PR #11132, opened 2021-12-17
Fix evaluation logging on epoch end with multiple dataloaders

### LINKED ISSUE #10904: Logging does not work on evaluation epoch end with multiple dataloaders

carmocca:
## What does this PR do?

Fixes #10904

None

## Before submitting

## PR review

### DIFF
--- a/CHANGELOG.md
+++ b/CHANGELOG.md
@@ -311,6 +311,9 @@ The format is based on [Keep a Changelog](http://keepachangelog.com/en/1.0.0/).
 - Fixed bug where `Trainer(track_grad_norm=..., logger=False)' would fail ([#11114](https://github.com/PyTorchLightning/pytorch-lightning/pull/11114))
 
 
+- Fixed logging on `{test,validation}_epoch_end` with multiple dataloaders ([#11132](https://github.com/PyTorchLightning/pytorch-lightning/pull/11132))
+
+
 - Fixed double evaluation bug with fault-tolerance enabled where the second call was completely skipped ([#11119](https://github.com/PyTorchLightning/pytorch-lightning/pull/11119))
 
 ## [1.5.6] - 2021-12-15
--- a/pytorch_lightning/loops/dataloader/evaluation_loop.py
+++ b/pytorch_lightning/loops/dataloader/evaluation_loop.py
@@ -147,10 +147,9 @@ class EvaluationLoop(DataLoaderLoop):
 
         logged_outputs, self._logged_outputs = self._logged_outputs, []  # free memory
         # include any logged outputs on epoch_end
-        if self.num_dataloaders < 2:  # TODO: remove this check
-            epoch_end_logged_outputs = self.trainer.logger_connector.update_eval_epoch_metrics()
-            for dl_outputs in logged_outputs:
-                dl_outputs.update(epoch_end_logged_outputs)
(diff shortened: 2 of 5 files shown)


tchaton (approved):
LGTM !

rohitgr7 (approved):

awaelchli (approved):

PR #11144, opened 2021-12-18
Move cuda related benchmark code from accelerator_connector to GPU accelerator

### LINKED ISSUE #10536: Move cuda related benchmark code from accelerator connector to GPU accelerator

Move this line of code to GPU accelerator
https://github.com/PyTorchLightning/pytorch-lightning/blob/7a9a08c5d3ca4699fb439f691c40e1320b37507a/pytorch_lightning/trainer/connectors/accelerator_connector.py#L183-L184

Alternatively, can we deprecate the `benchmark` flag as mentioned by @justusschock in #9006?

### Motivation

Since this line of code is specific to GPU accelerator, it should live in that class, not in the generic accelerator_connector.

daniellepintz:
## What does this PR do?
Fixes #10536

## Before submitting

## PR review

## Did you have fun?

### DIFF
--- a/pytorch_lightning/accelerators/gpu.py
+++ b/pytorch_lightning/accelerators/gpu.py
@@ -30,6 +30,9 @@ _log = logging.getLogger(__name__)
 class GPUAccelerator(Accelerator):
     """Accelerator for GPU devices."""
 
+    def __init__(self, benchmark=False):
+        self._benchmark = benchmark
+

= = = =

§ **Required action**: Write down all of the records again, word for word.

§ **Solution for this problem**:
PR #11132, opened 2021-12-17
Fix evaluation logging on epoch end with multiple dataloaders

### LINKED ISSUE #10904: Logging does not work on evaluation epoch end with multiple dataloaders

carmocca:
## What does this PR do?

Fixes #10904

None

## Before submitting

## PR review

### DIFF
--- a/CHANGELOG.md
+++ b/CHANGELOG.md
@@ -311,6 +311,9 @@ The format is based on [Keep a Changelog](http://keepachangelog.com/en/1.0.0/).
 - Fixed bug where `Trainer(track_grad_norm=..., logger=False)' would fail ([#11114](https://github.com/PyTorchLightning/pytorch-lightning/pull/11114))
 
 
+- Fixed logging on `{test,validation}_epoch_end` with multiple dataloaders ([#11132](https://github.com/PyTorchLightning/pytorch-lightning/pull/11132))
+
+
 - Fixed double evaluation bug with fault-tolerance enabled where the second call was completely skipped ([#11119](https://github.com/PyTorchLightning/pytorch-lightning/pull/11119))
 
 ## [1.5.6] - 2021-12-15
--- a/pytorch_lightning/loops/dataloader/evaluation_loop.py
+++ b/pytorch_lightning/loops/dataloader/evaluation_loop.py
@@ -147,10 +147,9 @@ class EvaluationLoop(DataLoaderLoop):
 
         logged_outputs, self._logged_outputs = self._logged_outputs, []  # free memory
         # include any logged outputs on epoch_end
-        if self.num_dataloaders < 2:  # TODO: remove this check
-            epoch_end_logged_outputs = self.trainer.logger_connector.update_eval_epoch_metrics()
-            for dl_outputs in logged_outputs:
-                dl_outputs.update(epoch_end_logged_outputs)
(diff shortened: 2 of 5 files shown)


tchaton (approved):
LGTM !

rohitgr7 (approved):

awaelchli (approved):

PR #11144, opened 2021-12-18
Move cuda related benchmark code from accelerator_connector to GPU accelerator

### LINKED ISSUE #10536: Move cuda related benchmark code from accelerator connector to GPU accelerator

Move this line of code to GPU accelerator
https://github.com/PyTorchLightning/pytorch-lightning/blob/7a9a08c5d3ca4699fb439f691c40e1320b37507a/pytorch_lightning/trainer/connectors/accelerator_connector.py#L183-L184

Alternatively, can we deprecate the `benchmark` flag as mentioned by @justusschock in #9006?

### Motivation

Since this line of code is specific to GPU accelerator, it should live in that class, not in the generic accelerator_connector.

daniellepintz:
## What does this PR do?
Fixes #10536

## Before submitting

## PR review

## Did you have fun?

### DIFF
--- a/pytorch_lightning/accelerators/gpu.py
+++ b/pytorch_lightning/accelerators/gpu.py
@@ -30,6 +30,9 @@ _log = logging.getLogger(__name__)
 class GPUAccelerator(Accelerator):
     """Accelerator for GPU devices."""
 
+    def __init__(self, benchmark=False):
+        self._benchmark = benchmark
+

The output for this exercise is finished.